» **Materials provided**
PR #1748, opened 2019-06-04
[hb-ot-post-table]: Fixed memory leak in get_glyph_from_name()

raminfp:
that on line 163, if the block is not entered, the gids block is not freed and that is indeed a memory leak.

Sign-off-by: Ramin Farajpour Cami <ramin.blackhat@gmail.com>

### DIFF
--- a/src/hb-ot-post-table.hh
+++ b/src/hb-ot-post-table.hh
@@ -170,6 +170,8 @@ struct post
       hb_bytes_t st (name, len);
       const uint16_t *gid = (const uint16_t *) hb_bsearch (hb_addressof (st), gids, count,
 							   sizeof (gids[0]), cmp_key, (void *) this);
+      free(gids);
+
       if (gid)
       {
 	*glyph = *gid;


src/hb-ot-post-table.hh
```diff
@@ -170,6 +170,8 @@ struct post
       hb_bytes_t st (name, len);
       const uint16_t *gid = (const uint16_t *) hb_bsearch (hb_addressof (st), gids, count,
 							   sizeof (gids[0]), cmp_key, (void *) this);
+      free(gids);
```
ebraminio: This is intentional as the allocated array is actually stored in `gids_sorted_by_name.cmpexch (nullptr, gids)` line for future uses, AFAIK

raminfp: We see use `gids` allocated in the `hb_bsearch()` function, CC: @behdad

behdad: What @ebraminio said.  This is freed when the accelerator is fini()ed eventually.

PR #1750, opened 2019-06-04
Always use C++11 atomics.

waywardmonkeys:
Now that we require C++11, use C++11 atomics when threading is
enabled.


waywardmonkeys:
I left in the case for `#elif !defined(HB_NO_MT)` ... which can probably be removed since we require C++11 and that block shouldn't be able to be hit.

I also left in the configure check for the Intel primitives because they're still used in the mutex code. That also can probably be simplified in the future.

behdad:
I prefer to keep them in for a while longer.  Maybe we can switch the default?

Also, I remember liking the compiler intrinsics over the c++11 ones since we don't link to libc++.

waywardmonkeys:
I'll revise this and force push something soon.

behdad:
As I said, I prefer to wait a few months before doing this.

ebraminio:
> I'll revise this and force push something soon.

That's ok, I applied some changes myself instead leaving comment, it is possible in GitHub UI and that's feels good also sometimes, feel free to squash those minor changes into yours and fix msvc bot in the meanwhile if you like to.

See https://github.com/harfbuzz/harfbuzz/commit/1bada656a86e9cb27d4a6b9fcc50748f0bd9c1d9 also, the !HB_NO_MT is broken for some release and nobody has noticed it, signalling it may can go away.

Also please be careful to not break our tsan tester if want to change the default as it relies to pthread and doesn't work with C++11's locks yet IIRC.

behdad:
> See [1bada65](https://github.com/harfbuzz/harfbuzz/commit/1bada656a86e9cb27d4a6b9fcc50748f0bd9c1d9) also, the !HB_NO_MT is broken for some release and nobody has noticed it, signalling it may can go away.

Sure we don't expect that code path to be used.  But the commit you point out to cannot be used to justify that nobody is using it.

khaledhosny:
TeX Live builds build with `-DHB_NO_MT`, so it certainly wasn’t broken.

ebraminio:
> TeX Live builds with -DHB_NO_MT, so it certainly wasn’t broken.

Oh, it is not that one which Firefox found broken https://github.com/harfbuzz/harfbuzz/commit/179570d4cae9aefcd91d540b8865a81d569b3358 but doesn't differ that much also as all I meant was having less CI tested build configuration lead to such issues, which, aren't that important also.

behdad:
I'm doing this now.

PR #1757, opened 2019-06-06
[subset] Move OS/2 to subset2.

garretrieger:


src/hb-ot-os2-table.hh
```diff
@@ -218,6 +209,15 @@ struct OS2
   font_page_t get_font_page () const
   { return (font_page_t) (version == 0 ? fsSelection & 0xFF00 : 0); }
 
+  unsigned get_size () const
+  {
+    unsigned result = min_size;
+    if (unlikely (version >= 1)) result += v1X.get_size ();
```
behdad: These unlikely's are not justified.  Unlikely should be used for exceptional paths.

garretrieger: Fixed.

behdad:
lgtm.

» **What you should do**
Filter the records for the string "default" and copy every line that holds it.

» **Written answer**
I prefer to keep them in for a while longer.  Maybe we can switch the default?
Also please be careful to not break our tsan tester if want to change the default as it relies to pthread and doesn't work with C++11's locks yet IIRC.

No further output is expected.